Monday, May. 12, 1947

Illogical

A minor incident highlighted a serious problem last week. Liberian airfield workers just could not grasp the U.S. logic in shutting down a nice strategic base like Roberts Field, on the west bulge of Africa. They missed their regular pay. The Army had buttoned up the big Air Transport base at the end of March and left a handful of G.I. guards to hold off the exuberant jungle and its prowlers from the runways and buildings.

Prowlers promptly appeared, and prowling led to trouble. Warehouses caught fire. One native tangled with a live power line and electrocuted himself. A fortnight ago, a U.S. sentry shot and fatally wounded a Liberian who had climbed into the barracks. One day the guard detachment found itself encircled by 100 Liberians armed with knives, rocks and clubs (and breathing fumes of fermented cane juice).
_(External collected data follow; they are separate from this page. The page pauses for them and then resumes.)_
PR #706, opened 2024-12-20
Fix: Navigation in Hardware Details by Commit History Chart

### LINKED ISSUE #688: We can't navigate in hardware details with commit chart
Go to this [hardware](http://localhost:5173/hardware/google%2Cjuniper?origin=maestro&intervalInDays=3&hardwareSearch=google&currentPageTab=global.boots&startTimestampInSeconds=1734121800&endTimestampInSeconds=1734381000&tableFilter=%7B%22buildsTable%22%3A%22all%22%2C%22bootsTable%22%3A%22all%22%2C%22testsTable%22%3A%22all%22%7D&diffFilter=%7B%7D&treeIndexes=%5B0%5D) with one tree selected in header and try to select other commit hash. The listing will be empty, even though the chart show counts.

Francisco2002:
Add startTimestamp and endTimestamp in commit history charts.
Close #688 

**How to Test**
- Select any Hardware and fix one tree to see the commits history. Try to select another commit in chart.
  - e.g. [hardware: google,juniper-sku16  tree: arbd/for-kernelci](http://localhost:5173/hardware/google%2Cjuniper-sku16?endTimestampInSeconds=1734714000&startTimestampInSeconds=1734454800&treeIndexes[]=0) 
- Select any Tree and see the same behavior as in staging

### DIFF
--- a/backend/kernelCI_app/views/treeCommitsHistory.py
+++ b/backend/kernelCI_app/views/treeCommitsHistory.py
@@ -2,6 +2,7 @@ from kernelCI_app.utils import getErrorResponseBody
 from rest_framework.views import APIView
 from rest_framework.response import Response
 from rest_framework import status
+from datetime import datetime, timezone
 from django.http import JsonResponse, HttpResponseBadRequest
 from django.db import connection
 from typing import Dict, List
@@ -16,6 +17,7 @@ from kernelCI_app.helpers.misc import (
     build_misc_value_or_default,
     env_misc_value_or_default,
 )
+from kernelCI_app.helpers.logger import log_message
 
 
 # TODO Move this endpoint to a function so it doesn't
@@ -24,6 +26,8 @@ class TreeCommitsHistory(APIView):
     def __init__(self):
         self.commit_hashes = {}
         self.filterParams = None
+        self.start_datetime = None
+        self.end_datetime = None
         self.field_values = dict()
         self.processed_builds = set()
         self.processed_tests = set()
@@ -201,6 +205,11 @@ class TreeCommitsHistory(APIView):
                 row["build_valid"], row["build_duration"], commit_hash
             )
 
+    def _is_record_in_time_period(self, start_time: datetime) -> bool:
+        if self.start_datetime is not None and self.end_datetime is not None:
+            return start_time >= self.start_datetime and start_time <= self.end_datetime
+        return True
+
     def _process_rows(self, rows: Dict) -> None:
         sanitized_rows = self.sanitize_rows(rows)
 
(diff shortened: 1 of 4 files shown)


backend/kernelCI_app/views/treeCommitsHistory.py
```diff
@@ -243,6 +253,17 @@ def _process_rows(self, rows: Dict) -> None:
...
+    def _process_time_range(self, request):
+        try:
+            self.end_datetime = datetime.fromtimestamp(
+                int(request.GET.get("endTimestampInSeconds")), timezone.utc
+            )
+            self.start_datetime = datetime.fromtimestamp(
+                int(request.GET.get("startTimestampInSeconds")), timezone.utc
+            )
+        except Exception as ex:
+            print(ex)
```
MarceloRobert, line 265: use `log_message` instead of print

backend/kernelCI_app/views/treeCommitsHistory.py
```diff
@@ -262,6 +283,7 @@ def get(self, request, commit_hash):
                 status=status.HTTP_400_BAD_REQUEST,
             )
 
+        self._process_time_range(request)
```
MarceloRobert, line 286: I think you could process the time range only if it isn't None, otherwise it will throw an Exception every time you access this endpoint without the start/end time (which is what happens in any treeDetails page at the moment)

backend/kernelCI_app/views/treeCommitsHistory.py
```diff
@@ -201,6 +204,11 @@ def _process_builds(self, row: Dict) -> None:
                 row["build_valid"], row["build_duration"], commit_hash
             )
 
+    def _is_record_in_time_period(self, start_time: datetime):
```
MarceloRobert, line 207:
```suggestion
    def _is_record_in_time_period(self, start_time: datetime) -> bool:
```

backend/kernelCI_app/views/treeCommitsHistory.py
```diff
@@ -243,10 +254,23 @@ def _process_rows(self, rows: Dict) -> None:
             self._process_tests(row)
             self._process_builds(row)
 
+    def _process_time_range(self, request):
```
murilx, line 257:
```suggestion
    def _process_time_range(self, request) -> None:
```

MarceloRobert (approved):
LGTM, we should add an indicator that the data is loading when changing commits later, right now it seems to be loading slowly

murilx (approved):
Worked well on my tests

Two Liberian Army officers persuaded their bibulous countrymen to disperse. Now the U.S. Army has more than doubled the Roberts Field garrison--it flew in 13 more G.I.s from the occupation forces in Germany.

Liberia's True Whig Party President William Vacanarat Shadrach Tubman did not hear about the trouble right away. He was busy on one of his frequent trips along the coast.* In Monrovia, Secretary of State Gabriel Dennis regretted the incident, was sure accounts were exaggerated, handsomely offered U.S. armed forces the protection of Liberian armed forces.
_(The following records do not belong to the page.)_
PR #711, opened 2024-12-23
Feat: IssueDetails test and build info

### LINKED ISSUE #705: IssueDetails: show tests and builds from an issue
Show a table with the builds and/or tests where it appears (one table for builds, another for tests)

MarceloRobert:
Adds /issues/<issue_id>/version/<version>/tests endpoint to get all tests related to an issue
Adds /issues/<issue_id>/version/<version>/builds endpoint to get all builds related to an issue
Adds request for these endpoints from the frontend
Adds a SectionError component for when a table in a details page can't load and refactors its use in BuildDetailsTestSection
Adds a TestsTable to the IssueDetails page when the current issue is related to a test
Adds a BuildsTable to the IssueDetails page when the current issue is related to a test

The relation with tests and builds are intuitively mutually exclusive, but - since the database allows for both `test_status` and `build_valid` to be not null in a single issue - it is technically possible for an issue to be associated with tests and builds at the same time. There are no issues related to both tests and builds currently.

It's also possible for an issue to not be related with either tests or builds, but there are no occurrences of that for the maestro origin, only for redhat.

## How to test
Go to an IssueDetails page with an issue related to tests and see the test table, such as this example:
http://localhost:5173/issue/maestro%3Af627e08f767a688209f3f9a2d41c6b4c260897b0/version/0

Go to an IssueDetails page with an issue related to builds and see the builds table, such as this example:
http://localhost:5173/issue/maestro:a8ba4fd7ab9f996d9e569f77d5cf91354e7a783b/version/0

An issue with no relation to either tests or builds for example: http://localhost:5173/issue/redhat:issue_2089/version/1727692707

Closes #705

### DIFF
--- a/backend/kernelCI_app/views/issueDetailsBuildsView.py
+++ b/backend/kernelCI_app/views/issueDetailsBuildsView.py
@@ -1,0 +1,61 @@
+from http import HTTPStatus
+from typing import Dict, Optional
+from django.http import JsonResponse
+from django.views import View
+from kernelCI_app.helpers.errorHandling import create_error_response
+from kernelCI_app.models import Incidents
+from kernelCI_app.typeModels.issueDetails import IssueDetailsPathParameters
+from pydantic import ValidationError
+
+
+class IssueDetailsBuilds(View):
+    def _fetch_incidents(self, *, issue_id: str, version: int) -> Optional[Dict]:
+        fields = [
+            "build__id",
+            "build__architecture",
+            "build__config_name",
+            "build__valid",
+            "build__start_time",
+            "build__duration",
+            "build__compiler",
+            "build__log_url",
+        ]
+
+        builds = Incidents.objects.filter(
+            issue_id=issue_id, issue_version=version
+        ).values(*fields)
+
+        return [
+            {
+                "id": build["build__id"],
+                "architecture": build["build__architecture"],
+                "config_name": build["build__config_name"],
+                "valid": build["build__valid"],
+                "start_time": build["build__start_time"],
+                "duration": build["build__duration"],
+                "compiler": build["build__compiler"],
+                "log_url": build["build__log_url"],
+            }
+            for build in builds
+        ]
+
+    def get(
+        self, _request, issue_id: Optional[str], version: Optional[str]
+    ) -> JsonResponse:
+        try:
+            parsed_params = IssueDetailsPathParameters(
+                issue_id=issue_id, version=version
+            )
+        except ValidationError as e:
+            return create_error_response(e.json())
+
+        builds_data = self._fetch_incidents(
+            issue_id=parsed_params.issue_id, version=parsed_params.version
+        )
+
+        if builds_data is None:
+            return create_error_response(
+                error_message="Builds not found", status_code=HTTPStatus.NOT_FOUND
+            )
+
+        return JsonResponse(builds_data, safe=False)
--- a/backend/kernelCI_app/views/issueDetailsTestsView.py
+++ b/backend/kernelCI_app/views/issueDetailsTestsView.py
@@ -1,0 +1,57 @@
+from http import HTTPStatus
+from typing import Dict, Optional
+from django.http import JsonResponse
+from django.views import View
+from kernelCI_app.helpers.errorHandling import create_error_response
+from kernelCI_app.models import Incidents
+from kernelCI_app.typeModels.issueDetails import IssueDetailsPathParameters
+from pydantic import ValidationError
+
+
+class IssueDetailsTests(View):
+    def _fetch_incidents(self, *, issue_id: str, version: int) -> Optional[Dict]:
+        fields = [
+            "test__id",
+            "test__duration",
+            "test__status",
+            "test__path",
+            "test__start_time",
+            "test__environment_compatible",
+        ]
+
+        tests = Incidents.objects.filter(
+            issue_id=issue_id, issue_version=version
+        ).values(*fields)
+
+        return [
+            {
+                "id": test["test__id"],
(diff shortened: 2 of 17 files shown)


dashboard/src/components/BuildDetails/BuildDetailsTestSection.tsx
```diff
@@ -12,6 +10,8 @@ import type { TableFilter, TestsTableFilter } from '@/types/tree/TreeDetails';
 
 import { TestsTable } from '@/components/TestsTable/TestsTable';
 
+import { MemoizedSectionError } from '../DetailsPages/SectionError';
```
murilx, line 13: Relative import

dashboard/src/components/IssueDetails/IssueDetails.tsx
```diff
@@ -14,20 +16,32 @@ import { getMiscSection } from '@/components/Section/MiscSection';
...
+  tableFilter,
+  onClickTestFilter,
+  getTestTableRowLink,
 }: IIssueDetails): JSX.Element => {
   const { data, error, isLoading } = useIssueDetails(
     issueId ?? '',
     versionNumber ?? '',
   );
 
+  const hasTest = data?.test_status !== null;
```
murilx, line 43: Wouldn't `data?.test_status` return undefined when it's empty?

MarceloRobert: you're right, I'll change the comparison to consider the test_status only when there is any data

backend/kernelCI_app/views/issueDetailsBuildsView.py
```diff
@@ -0,0 +1,60 @@
...
+        missing_params = []
+        if issue_id is None:
+            missing_params.append("issue_id")
+        if version is None:
+            missing_params.append("version")
+        if len(missing_params) != 0:
+            return HttpResponseBadRequest(
+                getErrorResponseBody("Missing parameters: ", missing_params)
+            )
+
```
WilsonNet, line 47: II'm pretty sure you can validate the parameters with pydantic

backend/kernelCI_app/views/issueDetailsBuildsView.py
```diff
@@ -0,0 +1,60 @@
...
+        try:
+            parsed_version = int(version)
+        except ValueError:
+            return HttpResponseBadRequest(
+                getErrorResponseBody("Invalid version parameter, must be an integer")
```
WilsonNet, line 52: we have `create_error_response` now

backend/kernelCI_app/views/issueDetailsBuildsView.py
```diff
@@ -0,0 +1,60 @@
...
+            )
+
+        builds_data = self._fetch_incidents(issue_id=issue_id, version=parsed_version)
+
+        if builds_data is None:
+            return HttpResponseNotFound(getErrorResponseBody("Builds not found"))
```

In Washington, the U.S. Government regretted the incident too. The Army finds the upkeep of remote Roberts Field a nuisance that it would gladly be quit of. The State Department emphatically disagrees. It believes that the airfield should be maintained, just in case. It fears that Britain or France might gladly take over the job of running the field if the U.S. pulled out. Both regard U.S. influence in Liberia with discreet but definite displeasure. The State Department still hopes to get Army funds for keeping up the field. Still greater hopes are pinned on the Navy, which is building port installations at Monrovia.
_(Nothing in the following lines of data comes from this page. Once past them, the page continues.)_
PR #718, opened 2024-12-24
docs: add filter rules

WilsonNet:
Just some rules explaining how the filters should work


Francisco2002 (approved):

murilx (approved):

MarceloRobert (approved):
It's a bit tricky but makes sense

* Dazzled by the late Franklin D. Roosevelt, whom he met in wartime, President Tubman wants to give Liberia's lagging political institutions a new deal, has already sponsored such progressive measures as votes for women and an income tax. Ranging far from his capital, Monrovia, Tub man keeps an eye on district commissioners and frontier forces, sometimes sacks them for "malfeasance, misfeasance and unfeasance."